DESCRIPTION (provided by applicant): The death domain containing serine/threonine kinase Ripk1 is the core component of TNF-induced signaling complexes mediating NFκB and MAP kinase activation, apoptosis and an alternative form of caspase independent cell death called necroptosis. In unbiased genome wide siRNA screens for regulators of necroptosis, Ripk1, its deubiquitinase Cyld, the related Ripk3 as well as other proteins belonging to the interferon and Toll-like receptor signaling systems were identified. These studies and those using an allosteric Ripk1 kinase inhibitor or Ripk3-deficient mice establish necroptosis as a prominent host defense against viral infection. Necroptosis requires the kinase activities of Ripk1 and Ripk3 but precisely how Rip kinases initiate and execute necroptotic cell death is unknown. We have shown that Ripk1 has additional signaling functions beyond TNF, in nucleic acid sensing pathways mediated by TLR3 and Rig-I. Our preliminary studies additionally implicate Ripk1 in a cytosolic DNA sensing pathway involving Sting, Tbk1 and Irf3. Collectively, these studies predict a central role for Ripk1 in innate anti-viral immunity, however the perinatal lethality associated with a Ripk1-deficiency has precluded in vivo analyses. Goals of the current proposal are to test a requirement for Ripk1 in the anti-viral innate immune response using the conditional Ripk1 mice we have generated.

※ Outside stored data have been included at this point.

PR #1552, opened 2025-04-15
Support multiple start/stop cycles in Timer

gunney1:
# Summary

- Currently, `Timer` may be started and stopped multiple times, but the elapsed time it reports ignores all but the last start/stop.  For timing repeated events, it would be nice for the timer to sum up the start/stop cycles.
- This PR allows `Timer` to sum up times from multiple start/stop cycles
- It does the following:
  - Stores a running sum of all start/stop cycles since the last `reset()` call.
  - Returns the running sum in new method `summed()`, analogous to `elapsed()` method that reports only the last start/stop cycle.
  - Adds a test for multiple start/stop cycles.

### DIFF
--- a/src/axom/core/tests/utils_Timer.hpp
+++ b/src/axom/core/tests/utils_Timer.hpp
@@ -71,13 +71,13 @@ TEST(utils_Timer, timer_check_sum)
     t2.stop();
   }
 
-  std::cout << "t1 measured: " << t1.summed() << "s in " << t1.periodCount() << " periods" << std::endl;
-  std::cout << "t2 measured: " << t2.summed() << "s in " << t2.periodCount() << " periods" << std::endl;
+  std::cout << "t1 measured: " << t1.summed() << "s in " << t1.cycleCount() << " cycles" << std::endl;
+  std::cout << "t2 measured: " << t2.summed() << "s in " << t2.cycleCount() << " cycles" << std::endl;
 
-  EXPECT_EQ(t1.periodCount(), N);
-  EXPECT_EQ(t2.periodCount(), N);
+  EXPECT_EQ(t1.cycleCount(), N);
+  EXPECT_EQ(t2.cycleCount(), N);
 
-  // Estimated inaccuracy per start-stop period.
+  // Estimated inaccuracy per start-stop cycle.
   // from the C++ code, function call, etc.
   const double tol = 1.4e-4;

We have also introduced a mutation into the Ripk1 locus that impairs the kinase activity of Ripk1. Our preliminary studies in Ripk1 kinase inactive MEFs and macrophages find these cells protected from TNF- and TLR3-induced necroptosis, respectively. An additional objective of this proposal is to examine the contribution of viral-initiated necroptosis to host defense in these newly engineered Ripk1 kinase inactive mice. In addition to virus-induced injury and inflammation, Rip kinases respond to non-microbial signals called danger-associated molecular patterns (DAMPs) released upon tissue injury. The long-term goal of these studies is to selectively inhibit Rip kinases in sterile inflammation without impairing innate immunity.

描述(申请人提供)：包含丝氨酸/苏氨酸激酶Ripk1的死亡结构域是肿瘤坏死因子诱导的信号复合体的核心成分，介导NFκB和MAP激酶的激活、细胞凋亡和另一种形式的caspase非依赖性细胞死亡，称为坏死性下垂。在无偏见的全基因组siRNA筛选中，鉴定了Ripk1、其去泛素酶CyLD、相关的RIPK3以及属于干扰素和Toll样受体信号系统的其他蛋白质。这些研究和使用变构Ripk1激酶抑制剂或RIPK3缺陷小鼠的研究证实，坏死性下垂是抵抗病毒感染的突出宿主防御。坏死性下垂需要Ripk1和RIPK3的激酶活性，但RIPKs如何启动和执行坏死性细胞死亡的确切方式尚不清楚。我们已经证明，在TLR3和RIG-I介导的核酸传感通路中，Ripk1在肿瘤坏死因子之外还具有额外的信号功能。我们的初步研究还发现，Ripk1参与了Sting、Tbk1和IRF3的胞质DNA传感通路。总的来说，这些研究预测了Ripk1在先天抗病毒免疫中的核心作用，然而与Ripk1缺乏相关的围产期致死性排除了活体分析的可能性。当前提案的目标是使用我们培育的条件Ripk1小鼠来测试Ripk1在抗病毒先天免疫反应中的需求。我们还在Ripk1基因座引入了一种突变，该突变会削弱Ripk1的激酶活性。我们在Ripk1激酶失活的MEF和巨噬细胞中的初步研究发现，这些细胞分别受到肿瘤坏死因子和TLR3诱导的坏死性下垂的保护。这项建议的另一个目标是检查病毒引发的坏死性下垂对这些新设计的Ripk1激酶失活小鼠的宿主防御的贡献。除了病毒引起的损伤和炎症，Rip激酶还对组织损伤时释放的称为危险相关分子模式(DAMP)的非微生物信号做出反应。这些研究的长期目标是在不损害天然免疫的情况下，选择性地抑制无菌炎症中的Rip激酶。